Sent from my Moto Z2 Play using Tapatalk


----------



## kkvijay (Jun 7, 2015)

kodaan28 said:


> Yes.
> 
> Sent from my Moto Z2 Play using Tapatalk


Thank you, You are very helpful


----------



## st080805 (Dec 10, 2018)

5 days to go . Hope this time the movement is larger and can clear atleast one month of backlog of 75 pointers for 2613. Keeping fingers crossed


----------



## prashantcd (Aug 11, 2018)

Hello all,
261313, EOI Lodged : 20 Feb 2019 for 75 Points
question to all experts on this forum is; what are my chances of getting an invite in March round?


----------



## badger-man (Jul 17, 2015)

IMO for everyone except accountants and your ANZCO the chance for next round with 75 is very high. Unfortunately, 26313 waits a lot even with 75 points. Accordingto ISCAH, you schould count on May/June round.


----------



## mahboob757 (May 29, 2018)

prashantcd said:


> Hello all,
> 261313, EOI Lodged : 20 Feb 2019 for 75 Points
> question to all experts on this forum is; what are my chances of getting an invite in March round?


If the Official Invitations results remain the similar to the last round as show on DoHA site, you should get the Invite on March 11th.

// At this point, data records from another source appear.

PR #853, opened 2022-07-09
Database migration utilty

azimov:
This PR is designed to allow upgrading old schemas (version 3.0.0 and above) to new database formats as it means existing datasets can utilize new shiny code without having to support multiple data model versions.

Basically this looks for any files inside the `sql/sql_server/migrations` directory that match the pattern `Migration_<int>-MigrationName.sql` and then executes them.
These scripts are executed in order.
The syntax for altering columns isn't well supported by SqlRender or Sqlite so there will likely need to be custom scripts for different dbmses. This is supported. 

Down migrations are not included, and nothing happens inside a transaction. So it is assumed that users will have backups of data.

This does not currently include code to update schemas created from `resultsDataModelSpecification.csv` files (e.g. those created by ASSURE projects) because I need to figure out a way of tracking which migrations have been completed (e.g. some other way of storing a data model version).

This can likely be accomplished by changing the creation sql script to use the csv data file and then storing the last migration index - all migrations can then be added to the migrations table allowing the migrations to be future proof.

Note: I would prefer to use something like [flyway](https://flywaydb.org/documentation/). However, this does not fit niceley into our stack in an obvious way that I could see.


azimov:
This has now been tested on real data generated with version 3 in an sqlite database.

R/DatabaseMigrations.R
```diff
@@ -0,0 +1,104 @@
...
+  tables <- DatabaseConnector::getTableNames(connection, schema)
+  if (toupper(paste0(tablePrefix, "migration")) %in% tables) {
+    migrationsExecuted <- getExecutedMigrations(connection, schema, tablePrefix)
+    migrationsToExecute <- setdiff(allMigrations, migrationsExecuted$migrationFile)
+  } else {
+    migrationsToExecute <- allMigrations
+  }
+
+  ParallelLogger::logInfo("Executing database migrations on schema - ", schema)
+  migrationsToExecute <- sort(migrationsToExecute)
```
chrisknoll, line 71: Can you please confirm that `sort()` will handle the case where you have `Migration-1`, `Migration-11`, `Migration-2` and you get the result: `Migration-1`, `Migration-2`, `Migration-11` and not `Migration-1`, `Migration-11`, `Migration-2`.   If `sort()` is doing an alphabetical sort, then you'll get an out-of-order migration with 11 coming before 2.

chrisknoll (changes requested):

chrisknoll:
Overall, this is very cool functionality (re: the database migration). I have a few suggestions that you can decide how to address them, if at all:

#### R6 Classes

I think defining an R6 class to encapsulate the migration functionality would be useful here.  It would let you encapsulate your migration settings (such as the format of the regex files, the table name to store the migration metadata, and other runtime-paramaters.   It would look something like this:
```
dbMigration<- DBMigraton::MigrationManager$new(tablePrefix="xxx", metaTable="yyy","migrationFolder="zzz"...)
dbMigration$status() # this can report the pending migration
dbMigration$migrate() # migrate the database
```

My thought is that by encapsulating the migration paramaters into an R6 instance, you don't have to repeat those paramater values for each MigrationManager function.   Also, it would allow you to instantiate multiple managers in one application context in the event that you need to manage a set of tables via different migration folders (but as I think of this, I think a single application should be managed by a single migration folder, but this at least gives you flexibility)

#### Other Functions

I think that a `status()` function would be useful so that you can see what migrations are pending based on what is currently in the db meta table vs. what is in the migration directory.

A `check()` function may be useful to verify that the migration folder only has files that conform to the specified naming convention of the folders. In other work I've done, one of the things that bit me was missing a special character in the filename convention, and being able to do a `check()` that reports anything out of order would have helped.

#### Stamd-alone package

I think the migration function would work well as a stand-alone package.  Application packages can decide if they want to invoke your migrations themselves (as you are doing in CohortDiagnostics::migrateDatamodel()) or the package could reveal the migration folder as a package-method, and an administrator can call database migration functions external to the package.

R/DatabaseMigrations.R
azimov: This is a great spot, thanks for the review!

azimov:
@chrisknoll thanks for the detailed review.

I have decided that a standalone package will be the best solution going forward, however I don't have the bandwidth to implement it right now. I think this should also be up for a bit more discussion with the wider hades devs - I believe that if we go this way all packages that use shiny apps should conform to a data model and therefore the migration strategy. However, this should be discussed first as many packages still just output 

The R6 class should be implemented in the standalone package as I agree that this is a better design. My main concern is getting these changes in to version 3.1.0 - I don't feel that adding these functions add much technical debt as this can easily be refactored when the migration package is created.

azimov:
@chrisknoll The code is ready for you to review in full. Some of the tests appear to fail intermittently - they seems to be taking a long time to do this so I think this is a github actions issue.

inst/sql/sql_server/migrations/Migration_1-v3_1_0_time_id.sql
```diff
@@ -0,0 +1,25 @@
...
+{DEFAULT @temporal_covariate_value_dist = temporal_covariate_value_dist}
+{DEFAULT @incidence_rate = incidence_rate}
+{DEFAULT @table_prefix = ''}
+
+-- Create table indicating version number of ddl
+DROP TABLE IF EXISTS @database_schema.@table_prefix@package_version;
+
+--HINT DISTRIBUTE ON RANDOM
+CREATE TABLE @database_schema.@table_prefix@package_version (
+    version_number VARCHAR PRIMARY KEY
```
chrisknoll, line 20: This becomes varchar(MAX) in some platforms, and I wonder if you should apply a max size (like varchar(50) on this.

inst/sql/sqlite/migrations/Migration_2-v3_1_0_ir_person_years.sql
```diff
@@ -0,0 +1,26 @@
...
+-- ALTER TABLE @results_schema.@table_prefix@incidence_rate ALTER COLUMN person_years FLOAT;
+
+ALTER TABLE @database_schema.@table_prefix@incidence_rate RENAME TO _incidence_rate_old;
+
+CREATE TABLE @database_schema.@table_prefix@incidence_rate (
+    cohort_count BIGINT NOT NULL,
+    person_years NUMERIC,
+    gender VARCHAR,
+    age_group VARCHAR,
+    calendar_year VARCHAR(4),
```
chrisknoll, line 15: Same comment about an unbounded VARCHAR, and should calendar year be varchar?  Not only is an int smaller to store, but it would also prevent the storage of things like 'NA' or 'xxxx'

azimov: I'm not sure about the reason these are VARCHAR - it dates back to a design decision made before I was working on this (he're I literally copy pasted the table definition for sqlite). I assume this is because of how the data was stored. I'd suggest moving away in a future version, for now I have just bounded them to values.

Good luck!


----------



## outrageous_view (Oct 22, 2018)

badger-man said:


> IMO for everyone except accountants and your ANZCO the chance for next round with 75 is very high. Unfortunately, 26313 waits a lot even with 75 points. Accordingto ISCAH, you schould count on May/June round.


I wouldn't say so... for BAs there were no 75 pointers invited next round, if we predict similar trends next round...


----------



## Amy95 (Nov 19, 2018)

Any chance of getting an invite for Non pro rata with 70 points ?
EOI date of effect 12th December


----------



## JG (Mar 22, 2017)

Amy95 said:


> Any chance of getting an invite for Non pro rata with 70 points ?
> 
> EOI date of effect 12th December


Looks like invites will go to 75 pointers as per previous founds. If you are lucky then you may get invite by July.

Sent from my ONEPLUS A6010 using Tapatalk


----------



## mt3467 (Mar 6, 2019)

Anybody else having trouble accessing SkillSelect today?

It looks like their certificate expired 7 hours ago. I would recommend NOT logging in if this affects you too.


----------



## st080805 (Dec 10, 2018)

Yes I too had the same problem. I tried accessing now after 12 pm Australian time and it is back up


----------



## badger-man (Jul 17, 2015)

st080805 said:


> Yes I too had the same problem. I tried accessing now after 12 pm Australian time and it is back up



Probably related to this one: 

Posted on: 6/03/2019 at 11:06

Maintenance work is scheduled for 12:01am AEDT Monday, 11 March 2019 to 12:00pm AEDT Monday, 11 March 2019. SkillSelect may experience outages during this period. Apologies for any inconvenience caused – please try again later.


----------



## outrageous_view (Oct 22, 2018)

badger-man said:


> Probably related to this one:
> 
> Posted on: 6/03/2019 at 11:06
> 
> Maintenance work is scheduled for 12:01am AEDT Monday, 11 March 2019 to 12:00pm AEDT Monday, 11 March 2019. SkillSelect may experience outages during this period. Apologies for any inconvenience caused – please try again later.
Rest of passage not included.